__MATERIAL SUPPLIED__:
::::

PR #3818, opened 2026-04-10
feat: browser-based permission prompts with iframe security hardening

sanity:
## Problem

The delegate permission prompt system (from #3811) used a subprocess approach (zenity/kdialog/GTK native dialogs) that:
1. **Didn't work from systemd services** -- no DISPLAY access
2. **Required system dependencies** -- GTK3, zenity, or kdialog may not be installed
3. **Had a critical security gap**: `allow-popups-to-escape-sandbox` in the gateway iframe let malicious web apps open popups that escape the sandbox, gain `localhost:7509` origin, and forge delegate operations or access other apps' data

### Browser-based permission prompts (zero dependencies)

Replace subprocess prompting with browser-based prompts served by the existing HTTP dashboard:

1. `DashboardPrompter` generates a 128-bit cryptographic nonce and stores the pending prompt
2. Gateway shell page JS (trusted, outside iframe) polls `GET /permission/pending`
3. Shell page shows a browser Notification when a prompt arrives
4. User clicks notification, opens `/permission/{nonce}` in a new tab (trusted page)
5. Permission page shows verified delegate context (key hash, contract ID) + canonical Allow/Deny buttons
6. POST response flows back to the delegate via oneshot channel
7. 60s timeout auto-denies

### Iframe security hardening

**Remove `allow-popups-to-escape-sandbox`** from the gateway iframe sandbox. This was added in #3613 so external links from web apps would work (popups need proper origin for CORS). The fix: add an `open_url` shell bridge message so the trusted shell page opens external URLs instead of the iframe's popup.

This closes a pre-existing vulnerability where ANY web app could escape the sandbox via a user-gesture-triggered popup.

### CSRF protection

- 128-bit cryptographic nonce (not guessable u32)
- Origin header validation (reject null/foreign)
- JSON content-type enforcement
- X-Frame-Options: DENY + CSP frame-ancestors: none
- Atomic nonce removal (single-use)

## Testing

- All 2161 lib tests pass (0 failures)
- 12 user_input tests (prompter implementations, parsing, nonce generation, rate limiting)
- 18 path_handlers tests (sandbox assertions, open_url bridge)
- Red-teamed by Codex (GPT-5.4) across 3 iterations, addressing all Critical/High findings

## Breaking Change

**freenet/river#203**: River's `target="_blank"` external links need to be migrated to use the `open_url` shell bridge message. Links will break (CORS failures on target sites) until River is updated.

Closes #1499

[AI-assisted - Claude]

PR #4461, opened 2026-06-16
test: add sanitization boundary and invalid-index handler tests for permission prompts

### LINKED ISSUE #3821: test: add boundary and handler-level tests for permission prompt system
## Problem

The permission prompt system (from #3818) has test gaps identified by rule review:

1. **Sanitization boundary tests**: `MAX_MESSAGE_LEN` (2048), `MAX_LABEL_LEN` (64), and `MAX_LABELS` (10) truncation limits are enforced in production but not tested at the boundary (message with exactly 2049 chars, label with 65 chars, 11 labels).

2. **HTTP handler error path tests**: The `permission_respond` handler has 4 error paths (missing Origin -> 403, untrusted Origin -> 403, expired nonce -> 404, invalid index -> 400) that are not tested at the handler level. The underlying `is_trusted_origin` function IS unit-tested, but the full HTTP request/response cycle is not.

3. **`is_trusted_origin` edge case**: `"http://localhost"` (no port) is not tested despite being handled by the code.

## Proposed Fix

Add tests using axum's `Router` + `tower::ServiceExt::oneshot` for handler-level testing:

```rust
let app = Router::new()
    .merge(permission_prompts::routes())
    .layer(Extension(pending_prompts));

let response = app.oneshot(
    Request::builder()
        .method("POST")
        .uri("/permission/fake-nonce/respond")
        .header("content-type", "application/json")
        .header("origin", "http://evil.com")
        .body(Body::from(r#"{"index": 0}"#))
        .unwrap()
).await.unwrap();

assert_eq!(response.status(), StatusCode::FORBIDDEN);
```

## Context

Rule review warnings from #3818, acknowledged with `/ack` to avoid blocking the security-critical sandbox fix.

[AI-assisted - Claude]

sanity:
## Problem

The permission prompt system (#3818) has two test gaps flagged by rule review (acknowledged with `/ack` in #3818 to avoid blocking the security-critical sandbox fix, tracked in #3821):

1. **Sanitization-cap boundaries are untested.** The producer-side display caps in `contract/user_input.rs` — `MAX_MESSAGE_LEN` (2048), `MAX_LABEL_LEN` (64) and `MAX_LABELS` (10) — are enforced in production (`parse_message` / `parse_button_labels`) but never exercised at their boundaries. The existing `OVERLAY_*` cap tests live in `permission_prompts.rs` and cover a *different* layer (the JSON/HTML overlay-rendering boundary), so the producer-side caps had no coverage.

2. **The `permission_respond` invalid-index path was untested.** Of the handler's four error arms — missing Origin to 403, untrusted Origin to 403, expired/unknown nonce to 404, and out-of-range index to 400 — only the 400 (`index >= labels.len()`) arm lacked a handler-level test. The 403 and 404 arms are already covered.

## Approach

Test-only addition. **No production code changes.**

- `user_input.rs`: for each of the three caps, an at-limit test (passes through unchanged) and an over-limit test (truncated/dropped to the cap), plus a char-based truncation test for the message cap so a future refactor that moved `.take(MAX_MESSAGE_LEN)` past the control-char `.filter()` would be caught.
- `permission_prompts.rs`: `test_respond_invalid_index_returns_400_and_keeps_prompt` asserts an out-of-range index returns 400 with the `"invalid index"` body **and** leaves the prompt pending — pinning the validate-before-remove contract that lets a user retry after a bad index.

Tests follow the existing patterns in each module (`make_test_request`, `insert_prompt`, direct `permission_respond` invocation).

## Testing

- `cargo test -p freenet --lib user_input::tests` -> 25 passed (including the 7 new boundary tests).
- `test_respond_invalid_index_returns_400_and_keeps_prompt` -> passed.
- `cargo fmt` clean; clippy clean on the changed files.

Closes #3821

[AI-assisted - Claude]

### DIFF
--- a/crates/core/src/contract/user_input.rs
+++ b/crates/core/src/contract/user_input.rs
@@ -494,6 +494,89 @@ mod tests {
         assert_eq!(labels, vec!["Valid", "Option 2"]);
     }
 
+    // ----- Sanitization-cap boundary tests (issue #3821) -----
+    //
+    // `parse_message` / `parse_button_labels` enforce the producer-side
+    // display caps MAX_MESSAGE_LEN (2048), MAX_LABEL_LEN (64) and
+    // MAX_LABELS (10). The existing tests above cover control-char
+    // stripping and invalid-UTF-8 fallback but never exercise the length
+    // caps at their boundaries. These tests pin the exact at-limit /
+    // over-limit behaviour so a future cap change (or a refactor that
+    // moves the `.take()` before/after the `.filter()`) is caught.
+
+    /// A message exactly at MAX_MESSAGE_LEN chars passes through untouched.
+    #[test]
+    fn test_parse_message_at_max_len_unchanged() {
+        let msg = "a".repeat(MAX_MESSAGE_LEN);
+        let req = make_test_request(&msg, vec![]);
+        let parsed = parse_message(&req);
+        assert_eq!(parsed.chars().count(), MAX_MESSAGE_LEN);
+        assert_eq!(parsed, msg);
+    }
+
+    /// A message one char over MAX_MESSAGE_LEN is truncated to the cap.
+    #[test]
+    fn test_parse_message_over_max_len_truncated() {
+        let msg = "a".repeat(MAX_MESSAGE_LEN + 1);
+        let req = make_test_request(&msg, vec![]);
+        let parsed = parse_message(&req);
+        assert_eq!(parsed.chars().count(), MAX_MESSAGE_LEN);
+    }
+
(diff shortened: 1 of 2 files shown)


sanity:
## Review: Codex (external, non-Claude) — Light tier

This is a test-only change (boundary + handler-level coverage for the permission prompt system; no production code touched), so per the risk tiers it warrants one external-model pass.

`codex review --base origin/main` result:

> The changes add focused regression/boundary tests without altering production behavior. I did not identify any introduced correctness or maintainability issues in the diff.

No findings to address. Independent (non-Claude) review is clean.

[AI-assisted - Claude]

::::

__GOAL OF THE EXERCISE__: Please give the count of lines in the listing that include the string "failures", with no words around it.

__ANSWER BELOW__: 2